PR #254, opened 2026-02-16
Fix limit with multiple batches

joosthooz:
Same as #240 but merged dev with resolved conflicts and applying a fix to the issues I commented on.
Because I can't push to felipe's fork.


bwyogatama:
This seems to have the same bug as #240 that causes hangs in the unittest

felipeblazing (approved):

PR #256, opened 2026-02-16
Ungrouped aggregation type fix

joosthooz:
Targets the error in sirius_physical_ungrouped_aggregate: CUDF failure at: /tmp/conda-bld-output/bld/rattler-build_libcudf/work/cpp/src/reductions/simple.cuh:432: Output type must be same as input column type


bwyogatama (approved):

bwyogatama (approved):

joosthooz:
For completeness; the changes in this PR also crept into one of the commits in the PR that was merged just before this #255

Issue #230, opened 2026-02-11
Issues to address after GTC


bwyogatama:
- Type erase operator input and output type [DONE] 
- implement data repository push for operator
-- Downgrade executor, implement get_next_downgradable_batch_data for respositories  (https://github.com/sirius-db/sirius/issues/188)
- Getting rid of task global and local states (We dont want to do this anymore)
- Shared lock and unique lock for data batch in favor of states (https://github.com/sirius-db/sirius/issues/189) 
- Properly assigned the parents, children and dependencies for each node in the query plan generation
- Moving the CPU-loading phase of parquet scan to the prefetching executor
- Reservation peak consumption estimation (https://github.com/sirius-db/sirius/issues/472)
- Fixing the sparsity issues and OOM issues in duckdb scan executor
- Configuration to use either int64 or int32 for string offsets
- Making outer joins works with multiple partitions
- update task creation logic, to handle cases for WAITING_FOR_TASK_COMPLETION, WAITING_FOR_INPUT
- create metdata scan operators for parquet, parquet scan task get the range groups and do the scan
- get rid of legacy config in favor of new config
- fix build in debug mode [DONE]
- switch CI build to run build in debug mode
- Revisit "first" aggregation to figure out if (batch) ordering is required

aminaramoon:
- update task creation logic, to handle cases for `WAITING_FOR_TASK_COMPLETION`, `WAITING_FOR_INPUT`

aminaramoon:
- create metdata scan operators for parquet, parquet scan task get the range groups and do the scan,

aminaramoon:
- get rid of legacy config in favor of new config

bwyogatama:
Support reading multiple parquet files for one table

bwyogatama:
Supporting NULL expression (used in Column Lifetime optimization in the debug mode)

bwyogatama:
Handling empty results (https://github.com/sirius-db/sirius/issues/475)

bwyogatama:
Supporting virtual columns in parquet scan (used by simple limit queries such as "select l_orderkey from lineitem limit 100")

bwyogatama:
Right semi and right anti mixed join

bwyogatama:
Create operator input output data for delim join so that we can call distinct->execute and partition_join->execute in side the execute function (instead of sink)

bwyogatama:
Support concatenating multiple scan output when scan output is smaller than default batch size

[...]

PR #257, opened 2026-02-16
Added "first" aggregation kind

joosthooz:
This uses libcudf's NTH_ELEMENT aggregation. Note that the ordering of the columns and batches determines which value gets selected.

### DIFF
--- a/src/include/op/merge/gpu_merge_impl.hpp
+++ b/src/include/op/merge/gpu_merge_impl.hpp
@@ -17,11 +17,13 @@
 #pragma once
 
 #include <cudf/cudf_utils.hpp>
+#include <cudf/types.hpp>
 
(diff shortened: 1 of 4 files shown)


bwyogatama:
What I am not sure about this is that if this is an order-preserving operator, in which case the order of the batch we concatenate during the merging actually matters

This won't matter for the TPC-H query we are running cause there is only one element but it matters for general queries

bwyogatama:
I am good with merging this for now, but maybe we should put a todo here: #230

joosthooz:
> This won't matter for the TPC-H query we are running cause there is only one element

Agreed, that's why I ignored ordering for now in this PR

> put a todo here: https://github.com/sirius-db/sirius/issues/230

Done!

= = =

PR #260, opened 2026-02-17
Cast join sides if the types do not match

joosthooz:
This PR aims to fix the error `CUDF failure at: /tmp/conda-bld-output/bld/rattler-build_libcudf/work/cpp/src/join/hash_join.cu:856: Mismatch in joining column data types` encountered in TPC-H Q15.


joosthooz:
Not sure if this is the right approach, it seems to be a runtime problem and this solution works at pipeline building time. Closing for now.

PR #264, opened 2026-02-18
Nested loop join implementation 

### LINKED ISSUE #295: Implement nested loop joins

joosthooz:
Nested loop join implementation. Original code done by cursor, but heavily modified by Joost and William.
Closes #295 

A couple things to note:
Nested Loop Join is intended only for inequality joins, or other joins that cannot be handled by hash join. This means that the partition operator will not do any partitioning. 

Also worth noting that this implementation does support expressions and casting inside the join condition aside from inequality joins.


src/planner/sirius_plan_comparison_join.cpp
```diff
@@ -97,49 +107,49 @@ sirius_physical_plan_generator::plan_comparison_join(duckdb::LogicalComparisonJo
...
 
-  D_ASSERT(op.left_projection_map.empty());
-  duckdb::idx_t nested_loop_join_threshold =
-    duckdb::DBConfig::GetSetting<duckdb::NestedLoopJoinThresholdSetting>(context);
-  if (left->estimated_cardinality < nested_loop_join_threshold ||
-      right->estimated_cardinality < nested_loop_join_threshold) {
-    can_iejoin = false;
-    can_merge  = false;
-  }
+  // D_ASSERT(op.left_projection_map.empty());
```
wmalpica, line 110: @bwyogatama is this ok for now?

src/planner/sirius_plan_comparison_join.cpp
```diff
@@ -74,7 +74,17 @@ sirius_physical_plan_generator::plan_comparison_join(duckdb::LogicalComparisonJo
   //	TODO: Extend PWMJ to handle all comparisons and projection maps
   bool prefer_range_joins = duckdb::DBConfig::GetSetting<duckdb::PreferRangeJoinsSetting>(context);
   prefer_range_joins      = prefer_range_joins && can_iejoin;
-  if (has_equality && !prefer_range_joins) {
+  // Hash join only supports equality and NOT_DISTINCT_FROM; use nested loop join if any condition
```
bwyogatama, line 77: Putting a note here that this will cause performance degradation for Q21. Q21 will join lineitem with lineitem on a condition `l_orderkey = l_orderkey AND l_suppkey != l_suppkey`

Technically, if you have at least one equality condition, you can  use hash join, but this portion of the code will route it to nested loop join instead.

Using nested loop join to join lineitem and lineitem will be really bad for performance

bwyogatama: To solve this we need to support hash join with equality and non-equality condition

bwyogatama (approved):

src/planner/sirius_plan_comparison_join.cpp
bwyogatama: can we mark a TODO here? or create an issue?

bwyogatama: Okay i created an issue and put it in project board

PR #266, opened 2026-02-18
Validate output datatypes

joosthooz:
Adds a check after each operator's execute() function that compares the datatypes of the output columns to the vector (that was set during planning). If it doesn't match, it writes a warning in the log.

= = =

WHAT YOU ARE ASKED TO DO: Output the lines above between the one holding "PR #254, opened 2026-02-16" and the one holding "- Shared lock", inclusive, with nothing before or after them.

ANSWER FOR THIS EXERCISE:
PR #254, opened 2026-02-16
Fix limit with multiple batches

joosthooz:
Same as #240 but merged dev with resolved conflicts and applying a fix to the issues I commented on.
Because I can't push to felipe's fork.


bwyogatama:
This seems to have the same bug as #240 that causes hangs in the unittest

felipeblazing (approved):

PR #256, opened 2026-02-16
Ungrouped aggregation type fix

joosthooz:
Targets the error in sirius_physical_ungrouped_aggregate: CUDF failure at: /tmp/conda-bld-output/bld/rattler-build_libcudf/work/cpp/src/reductions/simple.cuh:432: Output type must be same as input column type


bwyogatama (approved):

bwyogatama (approved):

joosthooz:
For completeness; the changes in this PR also crept into one of the commits in the PR that was merged just before this #255

Issue #230, opened 2026-02-11
Issues to address after GTC


bwyogatama:
- Type erase operator input and output type [DONE] 
- implement data repository push for operator
-- Downgrade executor, implement get_next_downgradable_batch_data for respositories  (https://github.com/sirius-db/sirius/issues/188)
- Getting rid of task global and local states (We dont want to do this anymore)
- Shared lock and unique lock for data batch in favor of states (https://github.com/sirius-db/sirius/issues/189) 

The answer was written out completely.